Start your answer with the line containing "ipanfilo: We could" and end it with the last line of the records below, retyping every line between exactly and adding nothing.
── RECORDS FOR THE EXERCISE
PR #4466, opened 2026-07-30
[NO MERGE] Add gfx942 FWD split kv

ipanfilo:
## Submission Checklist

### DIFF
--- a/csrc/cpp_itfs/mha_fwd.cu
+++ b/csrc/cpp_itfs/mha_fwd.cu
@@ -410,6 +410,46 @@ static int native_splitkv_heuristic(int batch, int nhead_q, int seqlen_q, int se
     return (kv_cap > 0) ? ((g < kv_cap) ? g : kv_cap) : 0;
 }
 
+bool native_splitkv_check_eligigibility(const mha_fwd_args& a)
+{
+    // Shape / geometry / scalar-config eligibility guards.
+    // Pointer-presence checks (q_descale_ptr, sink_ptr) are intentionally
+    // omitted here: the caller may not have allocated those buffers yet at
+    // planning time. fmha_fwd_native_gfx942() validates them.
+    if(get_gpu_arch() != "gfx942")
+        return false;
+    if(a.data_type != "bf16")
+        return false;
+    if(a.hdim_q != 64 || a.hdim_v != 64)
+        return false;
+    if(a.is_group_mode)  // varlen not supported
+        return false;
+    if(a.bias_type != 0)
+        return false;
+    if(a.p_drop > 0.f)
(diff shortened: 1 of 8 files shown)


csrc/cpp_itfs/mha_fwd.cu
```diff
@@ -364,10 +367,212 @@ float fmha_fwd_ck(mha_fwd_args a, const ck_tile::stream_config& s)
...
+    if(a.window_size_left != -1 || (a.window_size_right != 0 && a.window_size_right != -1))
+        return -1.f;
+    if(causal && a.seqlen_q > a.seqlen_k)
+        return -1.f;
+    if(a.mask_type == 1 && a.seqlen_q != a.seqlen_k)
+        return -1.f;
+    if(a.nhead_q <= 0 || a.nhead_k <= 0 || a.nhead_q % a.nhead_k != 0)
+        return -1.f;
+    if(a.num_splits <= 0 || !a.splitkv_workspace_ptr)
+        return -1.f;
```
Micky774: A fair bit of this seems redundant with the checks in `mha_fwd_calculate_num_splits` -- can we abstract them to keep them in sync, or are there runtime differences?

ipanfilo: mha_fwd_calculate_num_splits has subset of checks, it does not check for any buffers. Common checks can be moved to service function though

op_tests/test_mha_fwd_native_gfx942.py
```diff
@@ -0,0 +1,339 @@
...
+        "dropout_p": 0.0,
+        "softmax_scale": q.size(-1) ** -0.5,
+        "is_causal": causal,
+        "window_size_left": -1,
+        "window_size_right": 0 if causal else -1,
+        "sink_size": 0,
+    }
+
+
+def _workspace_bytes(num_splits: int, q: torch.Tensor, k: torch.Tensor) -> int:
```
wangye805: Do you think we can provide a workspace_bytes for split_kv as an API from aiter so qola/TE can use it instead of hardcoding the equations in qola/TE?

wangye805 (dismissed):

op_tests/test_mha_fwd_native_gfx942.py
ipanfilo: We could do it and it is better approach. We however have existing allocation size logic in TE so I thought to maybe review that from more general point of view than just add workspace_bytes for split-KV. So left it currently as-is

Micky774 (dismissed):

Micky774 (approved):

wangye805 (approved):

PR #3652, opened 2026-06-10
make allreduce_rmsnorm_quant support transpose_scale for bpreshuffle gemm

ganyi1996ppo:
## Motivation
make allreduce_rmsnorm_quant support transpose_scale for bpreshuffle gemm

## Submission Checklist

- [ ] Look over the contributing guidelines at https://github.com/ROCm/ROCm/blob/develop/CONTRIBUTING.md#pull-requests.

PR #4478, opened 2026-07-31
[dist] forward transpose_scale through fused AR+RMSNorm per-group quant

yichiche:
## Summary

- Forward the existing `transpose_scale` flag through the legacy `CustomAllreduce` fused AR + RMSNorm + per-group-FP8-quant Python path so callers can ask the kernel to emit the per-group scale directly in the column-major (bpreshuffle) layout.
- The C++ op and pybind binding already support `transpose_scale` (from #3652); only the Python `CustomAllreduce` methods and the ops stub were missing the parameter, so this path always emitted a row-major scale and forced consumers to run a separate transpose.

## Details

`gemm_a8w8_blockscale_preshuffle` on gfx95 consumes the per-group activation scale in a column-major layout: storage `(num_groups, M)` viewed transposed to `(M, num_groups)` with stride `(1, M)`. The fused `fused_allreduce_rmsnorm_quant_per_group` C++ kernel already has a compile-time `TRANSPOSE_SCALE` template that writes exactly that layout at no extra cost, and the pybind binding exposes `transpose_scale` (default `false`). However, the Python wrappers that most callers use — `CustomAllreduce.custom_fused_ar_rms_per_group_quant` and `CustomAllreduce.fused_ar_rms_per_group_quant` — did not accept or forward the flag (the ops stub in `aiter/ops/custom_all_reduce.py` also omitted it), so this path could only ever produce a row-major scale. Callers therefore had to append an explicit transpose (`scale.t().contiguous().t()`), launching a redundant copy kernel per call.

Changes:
────
*YOUR RESPONSE*.
ipanfilo: We could do it and it is better approach. We however have existing allocation size logic in TE so I thought to maybe review that from more general point of view than just add workspace_bytes for split-KV. So left it currently as-is

Micky774 (dismissed):

Micky774 (approved):

wangye805 (approved):

PR #3652, opened 2026-06-10
make allreduce_rmsnorm_quant support transpose_scale for bpreshuffle gemm

ganyi1996ppo:
## Motivation
make allreduce_rmsnorm_quant support transpose_scale for bpreshuffle gemm

## Submission Checklist

- [ ] Look over the contributing guidelines at https://github.com/ROCm/ROCm/blob/develop/CONTRIBUTING.md#pull-requests.

PR #4478, opened 2026-07-31
[dist] forward transpose_scale through fused AR+RMSNorm per-group quant

yichiche:
## Summary

- Forward the existing `transpose_scale` flag through the legacy `CustomAllreduce` fused AR + RMSNorm + per-group-FP8-quant Python path so callers can ask the kernel to emit the per-group scale directly in the column-major (bpreshuffle) layout.
- The C++ op and pybind binding already support `transpose_scale` (from #3652); only the Python `CustomAllreduce` methods and the ops stub were missing the parameter, so this path always emitted a row-major scale and forced consumers to run a separate transpose.

## Details

`gemm_a8w8_blockscale_preshuffle` on gfx95 consumes the per-group activation scale in a column-major layout: storage `(num_groups, M)` viewed transposed to `(M, num_groups)` with stride `(1, M)`. The fused `fused_allreduce_rmsnorm_quant_per_group` C++ kernel already has a compile-time `TRANSPOSE_SCALE` template that writes exactly that layout at no extra cost, and the pybind binding exposes `transpose_scale` (default `false`). However, the Python wrappers that most callers use — `CustomAllreduce.custom_fused_ar_rms_per_group_quant` and `CustomAllreduce.fused_ar_rms_per_group_quant` — did not accept or forward the flag (the ops stub in `aiter/ops/custom_all_reduce.py` also omitted it), so this path could only ever produce a row-major scale. Callers therefore had to append an explicit transpose (`scale.t().contiguous().t()`), launching a redundant copy kernel per call.

Changes:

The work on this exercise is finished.